==== DATA FOR THIS EXERCISE ====
PR #3879, opened 2023-10-26
RW-11168 Drop namespace table

Qi77Qi:
https://precisionmedicineinitiative.atlassian.net/browse/RW-11168

Validated on prod that [this PR](https://github.com/DataBiosphere/leonardo/pull/3849) had the expected result. So dropping the duplicate column/table for real

I attempted to allow more statues for deleteApp request. But for some reason, delete namespace will get stuck if the app wasn't in `RUNNING` status. My theory is because the way we stopApp currently is by resizing the nodepool to 0, which leaves some pods in bad state, and blocking namespace deletion.

Since we'll be working to switch how to stop/start apps (not resizing nodepools), I think it makes sense to drop this for now. So now this PR mostly only does some minor DB migration to clean up deprecated fields/tables.

### Who tested and where

- [ ] I validated this change 


http/src/main/scala/org/broadinstitute/dsde/workbench/leonardo/util/GKEInterpreter.scala
```diff
@@ -366,12 +366,17 @@ class GKEInterpreter[F[_]](
...
-      googleCluster <- F.fromOption(
-        googleClusterOpt,
-        ClusterCreationException(ctx.traceId,
-                                 s"Cluster not found in Google: ${gkeClusterId} | trace id: ${ctx.traceId}"
-        )
-      )
+      googleCluster <- googleClusterOpt match {
+        case Some(value) => F.pure(value)
+        case None =>
+          kubernetesClusterQuery.markAsDeleted(dbCluster.id, ctx.now).transaction >>
```
Qi77Qi, line 372: this fixes an issue where if a GKE cluster is deleted in google, all Leo does is prompting user that the cluster doesn't exist.

With this change, we're marking the cluster as `DELETED` when leo encounters the issue, and user can try to create a new app again, and leo will just create new app.

This change makes it much easier to work with GKE apps for development, and also benefits real users.

Qi77Qi:
```
13:25:22 17:25 ERR error="2 execution errors:\nconsent: timed out waiting for healthy (Degraded: consent-deployment: 0/80 nodes are available: 26 Insufficient memory, 80 Insufficient cpu. preemption: 0/80 nodes are available: 80 No preemption victims found for incoming pod.)\nontology: timed out waiting for healthy (Degraded: ontology-deployment: pod didn't trigger scale-up: 1 max node group size reached)\n"
```

jenkins retest

http/src/main/scala/org/broadinstitute/dsde/workbench/leonardo/http/service/LeoAppServiceInterp.scala
```diff
@@ -373,13 +376,12 @@ final class LeoAppServiceInterp[F[_]: Parallel](config: AppServiceConfig,
...
       _ <- if (hasDeletePermission) F.unit else F.raiseError[Unit](ForbiddenError(userInfo.userEmail))
 
-      canDelete = AppStatus.deletableStatuses.contains(appResult.app.status)
-      _ <-
-        if (canDelete) F.unit
-        else
-          F.raiseError[Unit](
-            AppCannotBeDeletedException(cloudContext, appName, appResult.app.status, ctx.traceId)
-          )
+      // Galaxy is the only app that has custom deletion logic that requires `helm uninstall`. For all other apps, we'll
```
LizBaldo, line 379: Nice 👍

LizBaldo: One suggestion though would be to move this comment into the `checkIfCanBeDeleted` function, because the current status is that we are not yet attempting to delete non galaxy apps by deleting the namespace

http/src/main/scala/org/broadinstitute/dsde/workbench/leonardo/http/service/LeoAppServiceInterp.scala
```diff
@@ -1390,7 +1392,25 @@ object LeoAppServiceInterp {
...
     aSplited(0) == bSplited(0) && aSplited(1) == bSplited(1)
   }
+
+  private[http] def checkIfCanBeDeleted(appType: AppType, appStatus: AppStatus): Either[String, Unit] = {
+    val deletable =
+      appType match {
+        case AppType.Galaxy =>
+          AppStatus.deletableStatuses.contains(appStatus)
+        case _ =>
+          // As of 10/26/2023.
```
LizBaldo, line 1402: This is where I would put the great comment that you have above, I feel like it is some very important context that will help future devs to hopefully relax the constraint 🤞

http/src/main/scala/org/broadinstitute/dsde/workbench/leonardo/util/GKEInterpreter.scala
```diff
@@ -966,7 +978,7 @@ class GKEInterpreter[F[_]](
         .namespaceExists(dbApp.cluster.getClusterId, KubernetesNamespace(dbApp.app.appResources.namespace))
         .map(!_) // mapping to inverse because booleanDoneCheckable defines `Done` when it becomes `true`...In this case, the namespace will exists for a while, and eventually becomes non-existent
 
-      _ <- streamUntilDoneOrTimeout(fa, 30, 5 seconds, "delete namespace timed out")
+      _ <- streamUntilDoneOrTimeout(fa, 60, 5 seconds, "delete namespace timed out")
```
LizBaldo, line 981: Why the increase in timeout here?

LizBaldo (approved):
LGTM, marking the missing GKE clusters as deleted in leo db is a nice touch! I only have a couple of minor comments :)

http/src/main/scala/org/broadinstitute/dsde/workbench/leonardo/util/GKEInterpreter.scala
Qi77Qi: I increased this initially becuz I thought deleting namespace was stuck, and increasing timeout is all we needed. In the end, I realize in some cases, namespaces are really just stuck in deleting, increasing timeout wouldn't help.

But regardless, I think increasing the timeout is nice to do anyway and there's not much downside in this case.

http/src/main/scala/org/broadinstitute/dsde/workbench/leonardo/http/service/LeoAppServiceInterp.scala
Qi77Qi: I'll keep this in mind in my future PR...I'll have a few more PRs coming which will likely move code around a bit still :)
====
_WORK REQUEST:_ Transcribe only, please, the lines from the first line of the records through the line with "Validated on prod". Both of those lines are included.

_WRITTEN SOLUTION:_
PR #3879, opened 2023-10-26
RW-11168 Drop namespace table

Qi77Qi:
https://precisionmedicineinitiative.atlassian.net/browse/RW-11168

Validated on prod that [this PR](https://github.com/DataBiosphere/leonardo/pull/3849) had the expected result. So dropping the duplicate column/table for real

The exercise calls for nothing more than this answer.